Read the entries below and pull out each line with the string "ReferenceApplicationTemplate".

== Segment start ==

PR #10990, opened 2023-05-02
fix(j-s): Fixing choice of words in police case files 

MargretFinnboga:
# Fixing choice of words

[Breyta kröfu í ákæru](https://app.asana.com/0/1199153462262248/1204389017250394)
## What

- changing Krafa to ákæra 

## Why

- to have the correct wording 

## Screenshots / Gifs

## Checklist:


apps/judicial-system/web/src/routes/Prosecutor/components/PoliceCaseFiles/PoliceCaseFiles.strings.ts
```diff
@@ -56,10 +56,10 @@ export const policeCaseFiles = defineMessages({
       'Notaður sem texti í "hlaða upp" takka í LÖKE gagnapakkanum á rannsóknargagna skrefi.',
   },
   originNotLokeTitle: {
-    id: 'judicial.system.core:police_case_files.origin_not_loke_title',
-    defaultMessage: 'Krafa ekki stofnuð í LÖKE',
+    id: 'judicial.system.core:police_case_files.origin_not_loke_title_v1',
+    defaultMessage: 'Ákæra ekki stofnuð í LÖKE',
```
gudjong, line 60: The string is used in the `PoliceCaseFiles` component which is used for all case types. This means that we need two different strings and conditionally used one or the other based on the case type. There exists a helper function `isIndictmentCase` which can be used for this purpose.

gudjong (changes requested):

gudjong (approved):

PR #10976, opened 2023-05-02
fix(delegations): iOS scroll bug

hedinne:
## What

This fixes a bug where users on iOS devices couldn't scroll within a modal. 

## Checklist:

- [x] I have performed a self-review of my own code
- [ ] I have made corresponding changes to the documentation
- [x] My changes generate no new warnings
- [ ] I have added tests that prove my fix is effective or that my feature works
- [x] Formatting passes locally with my changes
- [x] I have rebased against main before asking for a review

PR #11013, opened 2023-05-03
feat(portals-shared-modules-delegations): Drawer modal

hedinne:
## What

New design for modals in mobile view. A bit of refactoring within the delegations modal and most importantly, fixes the iOS scroll bug. Previus attempts to fix this bug in #10976, #10970, #10965 and #10935

The scroll-locking strategy that Reakit modal uses doesn't work on iOS so I had to disable it and use a different package for it. 
See: https://github.com/ariakit/ariakit/issues/1085#issuecomment-1083044216

The new implementations can handle sticky footers.

## Screenshots / Gifs

Screenshot 2023-05-03 at 17 07 58
Screenshot 2023-05-03 at 17 14 26

## Checklist:


libs/portals/shared-modules/delegations/src/components/Modal/Modal.css.ts
```diff
@@ -1,29 +1,101 @@
...
+    left: 0,
+    right: 0,
+    maxHeight: ['85vh', `calc(100dvh - ${theme.spacing[8]}px)`],
+    width: '100%',
+    maxWidth: 888,
+
+    paddingTop: theme.spacing[3],
+
+    backgroundColor: theme.color.white,
+    boxShadow: '0px 4px 30px rgba(0, 97, 255, 0.16)',
```
snaerseljan, line 24: This value exists in the theme

libs/portals/shared-modules/delegations/src/components/Modal/Modal.css.ts
```diff
@@ -1,29 +1,101 @@
...
+
+        maxWidth: 'min(calc(100vw - 64px), 888px)',
+
+        paddingTop: theme.spacing[9],
+      },
+    }),
+  },
+  variants: {
+    noPaddingBottom: {
+      true: {},
```
snaerseljan, line 43: You can probably skip true

libs/portals/shared-modules/delegations/src/components/Modal/Modal.tsx
```diff
@@ -30,47 +49,39 @@ export const Modal = ({
...
-          tabIndex={-1}
-          ref={headingRef}
-        >
-          {label && (
-            <Text variant="small" fontWeight="semiBold">
-              {label}
+      <Box className={styles.header} ref={headingRef}>
+        <Box display="flex" flexDirection="column" rowGap={1}>
+          {eyebrow ? <Text variant="eyebrow">{eyebrow}</Text> : null}
+          {title ? (
```
snaerseljan, line 69: ~nit: same as above

snaerseljan (approved):
Nicely done!  👍  
This must have been frustration to solve.
I did not start up the branch and test it out, because I am sure you tested it thoroughly :)

libs/portals/shared-modules/delegations/src/components/Modal/Modal.tsx
```diff
@@ -30,47 +49,39 @@ export const Modal = ({
...
-          rowGap={2}
-          tabIndex={-1}
-          ref={headingRef}
-        >
-          {label && (
-            <Text variant="small" fontWeight="semiBold">
-              {label}
+      <Box className={styles.header} ref={headingRef}>
+        <Box display="flex" flexDirection="column" rowGap={1}>
+          {eyebrow ? <Text variant="eyebrow">{eyebrow}</Text> : null}
```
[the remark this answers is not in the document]
hedinne: I always try to use ternaries rather than Short-circuiting with && because if the value is a falsy, that value will be rendered. This is not a big problem, but I thater be precise in my logic, even if it is a bit uglier.

I have had cases where a 0 is rendered to the DOM.

PR #11039, opened 2023-05-04
refactor(j-s): Appeals Court Access

gudjong:
# Appeals Court Access

[Rewrite single case filter](https://app.asana.com/0/1199153462262248/1204522261372966/f)

## What

- Rewrites the read and write access checks to a single case. Access is controlled per role and institution meaning that the same role will not necessarily have access to the same cases at a district court and the appeals court.
- Allows two roles at the appeals court: judge and registrar. This is not a change and we will use the registrar role for assistants at the appeals court.
- Restricts the selection of appeals court assistants to registrars roles at the appeals court. This is a change in the client on the appeals court registration page.
- Allows all court roles to perform the same updates on cases they have access to. For example, if an appeals judge has access to a given custody case, then that judge can sign the district court ruling. In practice this should not be a problem. The client restricts what users can do and we do not expect court users to intentionally do stupid things on purpose such as forcing call to the backend.
- Updates case transition roles rules with regards to appeals.

## Why

- Corrected and improved access control.

## Checklist:


apps/judicial-system/backend/src/app/modules/case/filters/case.filter.ts
```diff
@@ -2,228 +2,207 @@ import {
...
+  // Check case type access
+  if (user.role === UserRole.PROSECUTOR) {
+    if (
+      !isRestrictionCase(theCase.type) &&
+      !isInvestigationCase(theCase.type) &&
+      !isIndictmentCase(theCase.type)
+    ) {
+      return false
+    }
+  } else if (!isIndictmentCase(theCase.type)) {
```
MargretFinnboga, line 35: Why are we checking !isIndictmentCase(theCase.type) twice?

MargretFinnboga (approved):
tiny nitpicks, otherwise looks good 🔐

apps/judicial-system/backend/src/app/modules/case/filters/case.filter.ts
gudjong: We are not really checking it twice, but rather doing different checks base on user role.

So basically:
- If you are a prosecutor and the case type is not restriction, investigation or indictment, then you do not have access. Currently, this means prosecutors have access to all cases, but if we add not types of cases, prosecutors will not automatically get access.
- If you are some other role (currently only representative) and the case type is not indictment, then you do not get access.

PR #11049, opened 2023-05-05
feat(application-system): Events used as log markers for application history

obmagnusson:
# ...
 A small refactor of the history functionality
## What

Using events to mark logs. 

## Why

Previous desing did not account for some states going back and forth with different actions.  Resulting in messages that would not apply.

## Screenshots / Gifs

## Checklist:


Toti91 (approved):
Sweet i like these changes

libs/application/api/history/src/lib/history.service.ts
```diff
@@ -22,8 +20,9 @@ export class HistoryService {
   async saveStateTransition(
```
Thorrik58, line 20: do these need to be documented?

libs/application/templates/data-protection-complaint/src/lib/DataProtectionComplaintTemplate.ts
```diff
@@ -39,6 +39,14 @@ const DataProtectionComplaintTemplate: ApplicationTemplate<
             shouldBePruned: true,
             whenToPrune: 5 * 60000, //5 minutes
           },
+          actionCard: {
+            historyLogs: [
```
Thorrik58, line 43: feel like these properties within the object could be more descriptive.

libs/application/templates/reference-template/src/lib/ReferenceApplicationTemplate.ts
```diff
@@ -142,7 +142,12 @@ const ReferenceApplicationTemplate: ApplicationTemplate<
 
           actionCard: {
             description: m.draftDescription,
-            onExitHistoryLog: 'Umsókn send inn',
+            historyLogs: [
+              {
+                event: DefaultEvents.SUBMIT,
+                log: 'Umsókn send inn',
```
Thorrik58, line 148: Werent these supposed to be translation strings?

Thorrik58 (changes requested):
questions 🗡️

apps/application-system/api/migrations/20230504150905-history-add-exit-event.js
```diff
@@ -0,0 +1,20 @@
+'use strict'
+
+module.exports = {
+  up: (queryInterface, Sequelize) => {
+    return queryInterface.sequelize.transaction((t) =>
+      Promise.all([
+        queryInterface.addColumn('state_history', 'exit_event', {
```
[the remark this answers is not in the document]
obmagnusson: I think tracking the exit event should be sufficient. As we are logging on events in states. I will add a previous state for future proofing.

libs/application/api/history/src/lib/history.service.ts
obmagnusson: Idk think they are pretty descriptive as is. Plus this shoulndt be used outside these use cases in the system.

== Segment end ==

Output of the task:
libs/application/templates/reference-template/src/lib/ReferenceApplicationTemplate.ts
@@ -142,7 +142,12 @@ const ReferenceApplicationTemplate: ApplicationTemplate<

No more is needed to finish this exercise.